Records from a data source
....................
Issue #1063, opened 2024-06-06
[Bug] Phi3 tokenizer adds a extra start token when `ignore_system_prompts=True`


hmosousa:
Hi there,

When running the `phi3_mini_tokenizer` I noticed that if the messages have a `"system"` message and the tokenizer parameter `ignore_system_prompts` is set to `True` the tokenizer produces an extra start of turn token. Code to replicate the bug:

```python
from torchtune.data import Message
from torchtune.models.phi3 import phi3_mini_tokenizer

messages = [
    Message(role="system", content="system content"),
    Message(role="user", content="users content")
]
tokenizer = phi3_mini_tokenizer("path/to/tokenizer.model")
input_ids, _ = tokenizer.tokenize_messages(messages, ignore_system_prompts=True)
print(input_ids)  # [1, 1, 32010, 29871, 13, 7193, 2793, 32007, 29871, 13]
```

One way to fix this would be to add the condition `if message.role == "system" and ignore_system_prompts: continue` at the beginning of the message loop:

https://github.com/pytorch/torchtune/blob/8f93a1c748d255f2b932e02f7de14a7f4522e64e/torchtune/models/phi3/_sentencepiece.py#L173

Should I create a PR with that solution?

joecummings:
Great catch! We'd love to accept a PR with this change.

PR #1065, opened 2024-06-06
Fix extra start token in phi3 tokenizer. Address #1063

hmosousa:
#### Context
- [ ] add a new feature
- [ x] fix a bug
- [ ] other (please add here)

Issue #1063

#### Changelog

#### Test plan

### DIFF
--- a/torchtune/models/phi3/_sentencepiece.py
+++ b/torchtune/models/phi3/_sentencepiece.py
@@ -171,6 +171,10 @@ class Phi3MiniSentencePieceTokenizer:
         new_line_token_id = self.encode("\n", add_bos=False, add_eos=False)
 
         for message in messages:
+            # Skip system prompt
+            if ignore_system_prompts and message.role == "system":
+                continue
+
             # Prepend BOS on start of new turns
             if start_of_turn:
                 tokenized_messages.append(self.bos_id)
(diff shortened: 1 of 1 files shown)


joecummings:
Can you include a gist with your test confirming this works?

Thanks!

hmosousa:
Sure. Gist follows:

```python 
from torchtune.data import Message
from torchtune.models.phi3 import phi3_mini_tokenizer

messages = [
    Message(role="system", content="system content"),
    Message(role="user", content="users content")
]
tokenizer = phi3_mini_tokenizer("tmp/tokenizer.model")
input_ids, _ = tokenizer.tokenize_messages(messages, ignore_system_prompts=False)
print(input_ids)  # [1, 32010, 29871, 13, 7193, 2793, 32007, 29871, 13]
```

RdoubleA:
> Sure. Gist follows:
> 
> ```python
> from torchtune.data import Message
> from torchtune.models.phi3 import phi3_mini_tokenizer
> 
> messages = [
>     Message(role="system", content="system content"),
>     Message(role="user", content="users content")
> ]
> tokenizer = phi3_mini_tokenizer("tmp/tokenizer.model")
> input_ids, _ = tokenizer.tokenize_messages(messages, ignore_system_prompts=False)
> print(input_ids)  # [1, 32010, 29871, 13, 7193, 2793, 32007, 29871, 13]
> ```

why not just add this as a quick test? you can use the sentencepiece test file we use here: https://github.com/pytorch/torchtune/blob/main/tests/torchtune/modules/tokenizers/test_sentencepiece.py

ebsmothers:
@hmosousa thanks for fixing this bug! I am actually gonna veto @RdoubleA's suggestion.. in this case you already did most of the important work by finding and fixing the bug with a reasonable repro. We should definitely have a unit test for the Phi3 tokenizer, and it should ideally test this behavior. But given no such unit test currently exists, I don't think it should be on you to add it in this PR. (If you want to add one separately we would of course love to have it, but we don't need to block this fix on it, and otherwise we can and should add it ourselves.)

joecummings (approved):

hmosousa:
Thanks @RdoubleA and @ebsmothers. I might be able to add the tests. Will create a new issue for that.

PR #1069, opened 2024-06-07
update checkpoint paths in llama3 tutorial

ebsmothers:
The checkpoint files provided in the Llama3 tutorial generation, eval, and quantization configs are incorrect. They currently point to `consolidated.00.pth` which is the raw checkpoint prior to any fine-tuning. Instead they should point to the filename after fine-tuning, which is `meta_model_0.pt`.


RdoubleA (approved):
Good catch, thanks for the fix. We need a way to continuously test our tutorials so they don't get stale. Not that this was the issue here, but something to consider...

PR #1070, opened 2024-06-07
Profiler

jeromeku:
## [FEATURE] Enable more configurable profiler

Add more configuration options for `torch.profiler.profile` in `config` files.

Currently `torchtune.utils.profiler` has hardcoded options.  

This PR adds the ability to fully configure the profiler by expanding the accepted args under the `profiler` key in `config` files.

Features:
- `torch.profiler.profile` settings such as `with_stack`, `profile_memory`, etc. can be specified under `profiler.profile`
- Custom profiling [schedule](https://pytorch.org/docs/stable/profiler.html#torch.profiler.schedule) under `profiler.schedule`
- Sensible defaults: the profiler is instantiated with sensible defaults such that user does not need to specify all sections
  - E.g., if only `profiler.enabled=true` but no other keys are included, will default to the current `torchtune.utils.profiler` 
- Works in both single device and distributed settings 
- API is identical to that of current `torchtune` profiler such that the only change required is to use the newly introduced `setup_torch_profiler` to instantiate the profiler within the `recipe`.
  
## Usage

Changes needed to profile a `recipe`:
- Add the a `profiler` section to `config` yaml (see below)
- Call `torchtune.utils._profiler.setup_torch_profiler` within the `setup` method of the `recipe` with the top-level `args`
- Wrap the training loop with the profiler and `step` the profiler after each `optimizer` step (per the current profiler `recipe`).

### Profiler Config
```
profiler:
    enabled: bool

    #Output directory of trace artifacts
    output_dir: str

    #`torch.profiler.ProfilerActivity` types to trace
    CPU: bool
    CUDA: bool

    #`torch.profiler.profile` options
    profile:
        # _component_ is optional as the setup method will handle
        _component_: torch.profiler.profile
        profile_memory: bool
        with_stack: bool
        record_shapes: bool
        with_flops: bool
    
    #`torch.profiler.schedule` options
    schedule:
        # _component_ is optional as the setup method will handle
        _component_: torch.profiler.schedule
        wait: int
        warmup: int
        active: int
        repeat: int
```
**Notes**
- All args are optional and if not specified, will default to minimal working set per `torch.profiler.profile` defaults (see the added `_DEFAULTS` in `torchtune.utils._profiler`)
- Certain options are overridden to match requirements of the torch profiler
  - E.g., `profile_memory` requires `with_stack` and `record_shapes` so if user sets `profile_memory: true`, then the latter two will automatically be set within the setup method
- Top-level `cfg` will be modified in-place by `setup_torch_profiler` to reflect updated `profiler` config for logging / debugging purposes

## Examples
- Run single device, same as current `torchtune.utils.profiler`:
    ```
    tune run lora_finetune_single_device \
    --config llama2/7B_lora_single_device \
    profiler.enabled=True
    ```
- Same as above but with profiler disabled:
    ```
    tune run lora_finetune_single_device \
    --config llama2/7B_lora_single_device \
    profiler.enabled=False
    ```

- Run single device, profiling on a 10-step cycle:  
    ```
    tune run lora_finetune_single_device \
    --config llama2/7B_lora_single_device \
    profiler.enabled=True \
    profiler.output_dir=./profiler_outputs \
    profiler.schedule.wait=5 \
    profiler.schedule.warmup=4 \
    profiler.schedule.active=1 \
    profiler.schedule.repeat=0
    ```
    At the end of each cycle, a `tensorboard` / `chrome` trace along with key averages table of operators ordered by `cuda` time will be dumped to `profiler_outputs`.

- Run distributed, profiling for single cycle:
    ```
    tune run --nnodes=1 --nproc_per_node=2 lora_finetune_distributed \
    --config llama2/7B_lora \
    profiler.enabled=True \
    profiler.schedule.wait=10 \
    profiler.schedule.warmup=10 \
    profiler.schedule.active=1 \
    profiler.schedule.repeat=1
    ```
    - In addition to the previous outputs, additional memory usage info will be recorded and a viewable [memory timeline](https://pytorch.org/docs/stable/profiler.html#torch.profiler._KinetoProfile.export_memory_timeline) will be exported as well.
    - Each trace will be marked with the `rank` of the process.
    - Note that profiling memory adds significant overhead (training time and large trace files) so the profiling schedule should be set accordingly. 

## Tests

See `tests/test_profiler.py` for unit testing of profiler instantiation with `torchtune.config` as well as the expected functionality of `torchtune.utils.setup_torch_profiler`.

## Next Steps

This PR edits `recipes/lora_finetune_single_device.py` and `recipes/dev/lora_finetune_distributed.py` and their corresponding configs to demonstrate usage.  

If there is interest, can additionally update other registered recipes and configs to reflect the expanded profiler API.


ebsmothers:
Hi @jeromeku thanks for opening this PR! The profiler experience is something we've been meaning to improve for a while so really appreciate you taking it on. A couple general comments on the `setup_torch_profiler` API: you probably noticed already but we don't really do nested instantiation of configs (hence why you have to hack around it a bit with `OmegaConf.create`).  We also tend not to pass `cfg` objects to utilities or other core library code (maybe we break that rule in a couple places, but we try our best not to). Do you think there's a world where you define a utility method in the recipe to unpack the config, then pass only primitive datatypes to `setup_torch_profiler` (basically all the leaf nodes in the `profiler` config) and build everything in there (e.g. just call `torch.profiler.schedule` directly without config-ifying it)? Or is that too cumbersome? We're trying very hard to keep things configurable without giving the config too much power, but would be interested to know if you find this to be something that slows down experimentation for you.

I will take a more thorough pass soon but wanted to hear your thoughts on this first.

jeromeku:
@ebsmothers 

Thanks for the response!

Regarding your questions, I'd initially considered just adding unpacking functions within the recipe per your suggestion.  However, I decided to abstract away the processing by passing the entire top-level `cfg` to a separate library function.  This reduces code duplication, as now all a recipe user / writer needs to do is to call the `setup_torch_profiler` function to handle entire the profiler setup.

The intent is to make it easy for users to add / tweak profiler configs with a few args, as the `setup` function implements a number of checks and defaults to ensure the profiler is properly set up regardless of how fully specified the `profiler` section is (see `tests/test_profiler` for validation of these conditions).

That said, happy to change to align more closely with the design philosophy of `torchtune`.

ebsmothers:
@jeromeku thanks for the response and sorry for the delay in getting back to you here. Regarding torchtune's philosophy, we are OK with a bit of code duplication (e.g. you can see we have a fair bit across our model and component builders under `torchtune/models`, we also have the `tune cp` CLI command to directly copy a recipe or config to a local path for modification). 

I think the configurability you've added here is really nice so don't want to sacrifice on that. I would propose the following division: first define something like a `_setup_profiler` method inside the recipe. This will take the config and parse it into fields that can then be passed directly to `setup_torch_profiler`. `setup_torch_profiler` can then continue to handle all the validation you described (and of course the actual setting up of the profiler). I can imagine a signature roughly like this:

```
def setup_torch_profiler(
	enabled: bool,
	cpu: bool,
	cuda: bool,
	profile_memory: bool,
	with_stack: bool,
	record_shapes: bool,
	with_flops: bool,
	wait: int,
	warmup: int,
	active: int,
	repeat: int,
) -> torch.profiler.profile:
```

(with appropriate defaults as you've already defined inside the existing function). One nice thing about this is that it can then be imported in a standalone fashion outside of our recipes without users having to figure out which config fields are required.

Btw the testing you added is quite comprehensive, really appreciate you doing that.

jeromeku:
@ebsmothers 

Thanks for the feedback.  Will refactor per the comments!

RdoubleA:
Really appreciate the thoroughness of this PR and the code and the exhaustiveness of the testing. Your docstrings are very descriptive, awesome to see. Have a few overall comments:
- Can we move `_setup_profiler` and all the config parsing to be within the recipe? One principle we maintain is that DictConfigs should be used only the recipe layer (and in `torchtune/config`). Once we get to the general `setup_profiler` utility all the params should be flattened and there should be no DictConfigs. It is totally ok if `_setup_profiler` is redundant across recipes
- The defaults are awesome, I would encourage you to remove any config related items from these (such as component fields) for the principle mentioned above.
- It's not clear to me why we need to create and return the profiler config again in `setup_profiler`?
- In `_setup_profiler`, just pass in `cfg["profiler"]` directly and name the parameter `cfg_profiler` similar to the other setup methods. That way you don't have to keep indexing with `PROFILER_KEY`

jeromeku:
Closing this and issuing a new [PR](https://github.com/pytorch/torchtune/pull/1089) as the commit history was corrupted after rebasing on main.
....................
What to do: Only the number should be given: how many lines of the data contain the word "blob"?

Task answer: 2